I did not go for a couple reasons - first off - my dog just spent a week at a sitter's house because we went on a cruise and we would have had to board her again.  She promptly came home and pooped on the carpet.  

Next, this trip was sort of unplanned -- Dad and kids were planning to go white water rafting (which I was not planning to join them on... rafting would have been fun, however my youngest was too little to join) and they had canceled that trip and made this one last minute and sort of just went on the fly.  

I do not do well on amusement park rides, in fact I don't go on them at all.  To bring this a bit on the topic of WLS, sure I understand that a huge part of many people's journeys is to "fit on a rollercoaster again!"  

But for me? 

Oh. hell. naw.  I do fit.  I didn't fit for a time.  I don't care that I fit.  It was never a "non-scale victory" in my mind because I didn't care to go back, you know?
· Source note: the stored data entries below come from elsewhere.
PR #1545, opened 2021-06-28
Update description, contact info, and tracker for KiSAO

jonrkarr:


cthoyt:
@matentzn not related to this PR in specific, but maybe we could set up a GitHub action that gets triggered to rebuild all downstream files anytime one of the markdown files in this directory are changed in a push to master

matentzn:
We are very conservative - we want to really look at the content of each such change. However, once merged into master, yes, we should consider autobuilding

matentzn (approved):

I never, ever enjoyed rides as a big girl.  Disney -- Waterparks -- all of it -- LOATHE. THEM.  I enjoy them much much less now.  

I believe that the epilepsy diagnoses and subsequent antiseizure medications make movement-dizziness and perception much more of a problem than it was prior to seizures and meds.  This became crystal clear on our recent cruise of the Northern Atlantic Ocean, where I became visually sea-sick every time I saw the waves and felt the ship bump.  My brains - eyes - can't handle the disconnect anymore.  It took nearly a week to stop feeling the ship move in my head, so getting on a ride to make that feeling happen on purpose is not really enticing to me.

I do miss taking photographs in parks like Busch - and while being a tourist - but hate to waste the $$.$$ on getting me in the park just to be the event timeline photographer.  (Which is often my role in any location with moving parts.)

Anyway while they were off, I went to the neurologist to update about my failed WADA test and redo ...(separate post to come, my brains are special!) and a quick trip to Maine with my parents and oldest daughter.

We visited Ogunquit, ME and the Nubble Lighthouse.  I've decided that fore a mere several million dollars, I could live in either location, thanks.